§ **Directions for this task**:
All lines in the records below that hold "What" are to be shown.

*** Supplied data ***

Issue #5594, opened 2025-10-01
Sql-Drizzle/Sqlite throwing STypeError: this.batchCLient is not a function


Sillyvan:
### What version of Effect is running?

"effect: ^3.18.1", "@effect/sql-d1": "^0.44.0", "@effect/sql-drizzle": "^0.45.0",

### What steps can reproduce the bug?

Theres no error in my Editor. Error only happens when it tries to run db.batch()
Im assuming this is related to Either sql-drizzle or d1 itself.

*** End of Supplied data ***

§ **Response area**:
### What version of Effect is running?
### What steps can reproduce the bug?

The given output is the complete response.